Speaker Details

LLMs, Fast and Everywhere: Acceleration for the Age of GenAI

Michael Gschwind

Michael Gschwind

Bio

Dr. Michael Gschwind is a Director / Principal Engineer for PyTorch at Meta Platforms. At Meta, he led the rollout of GPU Inference for production services and was the lead for the development of MultiRay and Textray, the first deployment of LLMs at scale exceeding 800 billion queries per day shortly after its rollout. Most recently, he has led enablement of Large Language Models on-device AI with mobile and edge devices.

Abstract

Large Language Models (LLMs) are a critical milestone on the path to Artificial General Intelligence (AGI).

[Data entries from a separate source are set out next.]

PR #1224, opened 2023-02-11
Add extension & nameWithoutExtension for Path

Goooler:
Ref:
https://kotlinlang.org/api/latest/jvm/stdlib/kotlin.io.path/java.nio.file.-path/extension.html https://kotlinlang.org/api/latest/jvm/stdlib/kotlin.io.path/java.nio.file.-path/name-without-extension.html


okio/src/commonMain/kotlin/okio/Path.kt
```diff
@@ -305,5 +305,17 @@ expect class Path internal constructor(bytes: ByteString) : Comparable<Path> {
...
+     * Returns the extension of this path (not including the dot),
+     * or an empty string if it doesn't have one.
+     */
+    val Path.extension: String
+
+    /**
+     * Returns the name of this file or directory without an extension,
+     * or an empty string if this path has zero path elements.
+     */
+    val Path.nameWithoutExtension: String
```
Goooler, line 319: I'm not sure if we should make them as fields or extensions.

JakeWharton:
Jesse and I briefly talked about this a long time ago. I was opposed to these at the time because they name it seems like an extension is well defined when usually there's a bunch of edge cases that you need to think about (and may want to handle differently). Here's what I wrote then:

>  The implementation leans me toward no. Plus if you’re doing something generally, such as displaying a list of files, you already have to special case multiple dots (.tar.gz) and dotfiles (.bash_profile) so what does it really buy you?

I'll leave it up to him, though.

swankjesse:
I’ve got a blog post about whether file systems are UIs or implementation details, and my gripe about extensions is related to that. https://publicobject.com/2020/10/06/files/

In particular, I think extensions are part of the UI-model of file systems. Application developers wanted their files to have appropriate icons beside them, and the file extension is the mechanism.

I think this model still exists! But we’re collectively moving past it. . . . more data is in databases vs. files, for example. 

Anyway, I’m reluctant to do this 'cause I’m unsure of the use case. I hate the idea of using the file extension to determine whether an application can do something or not.

Could you tell me your use case?

Goooler:
I use these extensions for displaying file icons in a file manager. Using named based extensions instead of reading metadata to show icons is a more general step when we just want to show a file list, sure, we must read metadata when displaying a photo even if it ends with `.zip`.

swankjesse:
I’m gonna close this 'cause I’m not ready to do all the work to do file extensions well. In particular, doing reasonable things with files like `.DS_Store` makes me anxious. It seems simpler to leave this tiny detail up to the users.

PR #1231, opened 2023-02-19
Support Duration in Timeout

### LINKED ISSUE #1227: Kotlin Duration and DurationUnit support
Hi Okio team, thanks for this amazing IO library !

Expressing the timeout as timeout (Long) + DurationUnit would allow to declare and access it in common module, be the Kotlin way of expressing a duration, and it is possible to add this new feature without any API change for Java users so it does not leak.

Below I provide 2 options to this feature, what do you think ?

### Option 1 : keep `timeoutNanos: Long` internally as now
in commonMain
```kotlin
expect open class Timeout {
  internal var timeoutNanos: Long
  // other stuff
}

// both methods below are extensions, so they are usable in Kotlin but not visible from Java
fun Timeout.timeout(timeout: Long, unit: DurationUnit): Timeout {
  require(timeout >= 0) { "timeout < 0: $timeout" }
  timeoutNanos = timeout.toDuration(unit).inWholeNanoseconds
  return this
}

val Timeout.timeoutNanoseconds: Long
  get() = timeoutNanos
```
in jvmMain
```kotlin
actual open class Timeout {
  internal actual var timeoutNanos = 0L
  // other stuff
```
### Option 2 : use `timeout: Duration` internally
TimeUnit to DurationUnit conversion is now [stable from Kotlin 1.8.0](https://kotlinlang.org/docs/whatsnew18.html#timeunit-conversion-between-java-and-kotlin)

in commonMain
```kotlin
expect open class Timeout {
  internal var timeout: Duration
}

// both methods below are extensions, so they are usable in Kotlin but not visible from Java
fun Timeout.timeout(timeout: Long, unit: DurationUnit): Timeout {
  require(timeout >= 0) { "timeout < 0: $timeout" }
  this.timeout = timeout.toDuration(unit)
  return this
}

val Timeout.timeout: Duration
  get() = timeout

```
in jvmMain
```kotlin
actual open class Timeout {
  internal actual var timeout = Duration.ZERO

  open fun timeout(timeout: Long, unit: TimeUnit): Timeout {
    require(timeout >= 0) { "timeout < 0: $timeout" }
    this.timeout = timeout.toDuration(unit.toDurationUnit())
    return this
  }
  // other stuff
```

This issue is a fresh thinking around the same subject of #1084

Goooler:
Closes #1227.

### DIFF
--- a/okio/src/jvmMain/kotlin/okio/Timeout.kt
+++ b/okio/src/jvmMain/kotlin/okio/Timeout.kt
@@ -19,6 +19,9 @@ import java.io.IOException
 import java.io.InterruptedIOException
 import java.util.concurrent.TimeUnit
 import java.util.concurrent.locks.Condition
+import kotlin.time.Duration
+import kotlin.time.DurationUnit
+import kotlin.time.toTimeUnit
 
 actual open class Timeout {
   /**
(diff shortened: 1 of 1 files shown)


swankjesse (approved):
Thanks!

PR #1235, opened 2023-02-28
doc: Fix swapped NioPath.sink/source javadoc

I-Al-Istannen:
I noticed this when trying to write to a path. I believe the javadocs have been swapped.


swankjesse (approved):
Thanks!!

PR #1239, opened 2023-03-12
Make UnsafeCursor implement Closable interface in multiplatform (Fixes #1238)

### LINKED ISSUE #1238: UnsafeCursor does not implement Closable in common, js and native targets
UnsafeCursor does not implement Closable in [common](https://github.com/square/okio/blob/37e2f284cf62a1253633ae40e5f84b976c57ea0d/okio/src/commonMain/kotlin/okio/Buffer.kt#L340) target (therefore in js and native too). Jvm target has its [own class](https://github.com/square/okio/blob/37e2f284cf62a1253633ae40e5f84b976c57ea0d/okio/src/jvmMain/kotlin/okio/Buffer.kt#L610) with Closable implementation.

UnsafeCursor does not implement Closeable while docs recommend to use non-multiplatform `.use` extension for UnsafeCursor.

inklesspen1rus:
While docs recommend to use `Closable.use` extension to manage UnsafeCursor as resource, `Closable.use` extension is not applicable to UnsafeCursor because UnsafeCursor does not implement Closable interface.

This PR contains:

1. Multiplatform test to ensure Unsafe Cursor implements Closeable interface
2. Commit that fixes #1238 and ensures the test above

### DIFF
--- a/okio/src/commonMain/kotlin/okio/Buffer.kt
+++ b/okio/src/commonMain/kotlin/okio/Buffer.kt
@@ -337,7 +337,7 @@ expect class Buffer() : BufferedSource, BufferedSink {
    * You can reuse instances of this class if you like. Use the overloads of [Buffer.readUnsafe] and
    * [Buffer.readAndWriteUnsafe] that take a cursor and close it after use.
    */
-  class UnsafeCursor constructor() {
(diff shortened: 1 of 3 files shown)


swankjesse (approved):
👍🏻 thanks!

To deliver on this promise, all systems must become supercomputers to deliver the processing power behind LLMs, and eventually AGI. It was only in 2020 that we first demonstrated the use of Large Language Models (LLMs) in production using ASIC and GPU accelerators. Since then, accelerators have become the workhorse of AI, delivering sustainability and efficiency improvements necessary to deliver on the promise of AI at scale. Given how much is at stake, as a community we are exploring exciting new paths that have never been explored, such as low-precision integers, single byte and sub-byte floating point representations that were unimaginable until very recently, and ever more sophisticated collective protocols.

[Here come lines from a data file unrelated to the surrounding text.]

PR #1251, opened 2023-04-20
Import `AssetFileSystem`

### LINKED ISSUE #1097: Assets filesystem for Android platform
I _think_ this should be possible, but I'm curious what APIs won't work. I suspect the fact that the zip filesystem exists means we can pull this off, though.

JakeWharton:
Which wraps a `FileSystem` around Android's assets... obviously.

Closes #1097


okio-assetfilesystem/src/main/kotlin/okio/assetfilesystem/AssetFileSystem.kt
```diff
@@ -0,0 +1,156 @@
...
+import okio.Source
+import okio.source
+
+/**
+ * Expose this [AssetManager] as an Okio [FileSystem].
+ *
+ * Note: Assets are a read-only view on a file system and so any attempt to mutate
+ * will throw an [UnsupportedOperationException].
+ */
+fun AssetManager.asFileSystem(): FileSystem = AssetFileSystem(this)
```
swankjesse, line 36: 👍🏻

okio-assetfilesystem/src/main/kotlin/okio/assetfilesystem/AssetFileSystem.kt
```diff
@@ -0,0 +1,156 @@
...
+  override fun listOrNull(dir: Path): List<Path>? {
+    return try {
+      list(dir)
+    } catch (_: IOException) {
+      null
+    }
+  }
+
+  override fun openReadOnly(file: Path): FileHandle {
+    TODO("not implemented yet!")
```
swankjesse, line 118: Should do

okio-assetfilesystem/src/main/kotlin/okio/assetfilesystem/AssetFileSystem.kt
```diff
@@ -0,0 +1,156 @@
...
+  override fun openReadWrite(file: Path, mustCreate: Boolean, mustExist: Boolean): FileHandle {
+    throw UnsupportedOperationException("asset file systems are not writable")
+  }
+
+  override fun source(file: Path): Source {
+    return assets.open(canonicalizeInternal(file).toAssetRelativePathString()).source()
+  }
+
+  override fun sink(file: Path, mustCreate: Boolean): Sink {
+    throw UnsupportedOperationException("asset file systems are read-only")
```
swankjesse, line 130: Please replace these with IOException, for consistency with the `FileSystem` docs and `ResourceFileSystem`, which does this:

```
    throw IOException("$this is read-only")
```

okio-assetfilesystem/src/main/kotlin/okio/assetfilesystem/AssetFileSystem.kt
JakeWharton: When I wrote this however many years ago I'm pretty sure the resource file system didn't support it so I also decided not to. I see that has since changed, so I'll do an impl as well.

okio-assetfilesystem/src/main/kotlin/okio/assetfilesystem/AssetFileSystem.kt
```diff
@@ -0,0 +1,156 @@
...
+          isDirectory = true,
+        )
+      }
+    }
+    return null
+  }
+
+  override fun list(dir: Path): List<Path> {
+    val canonical = canonicalizeInternal(dir)
+    if (canonical.existsInternal()) {
```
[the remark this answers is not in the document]
JakeWharton: Yes the API for assets is not great. Definitely designed around knowing ahead-of-time what files you want and not for arbitrary querying.

okio-assetfilesystem/src/main/kotlin/okio/assetfilesystem/AssetFileSystem.kt
JakeWharton: I'm going to do this in a follow-up because it's much more complicated than I expected. Assets do not support random access so I've had to fake it.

Combining innovations at the software and hardware levels, the AI, architecture and supercomputing communities have delivered several orders of magnitude improvements in efficiency to enable LLM deployment at scale, building on critical innovations such as Multiray/Textray that keep our communities safe and deliver on the promise of AI sustainability. With the recent announcement of torchchat and ExecuTorch, we are delivering the ability to deploy LLMs from servers to desktop and mobile/edge devices.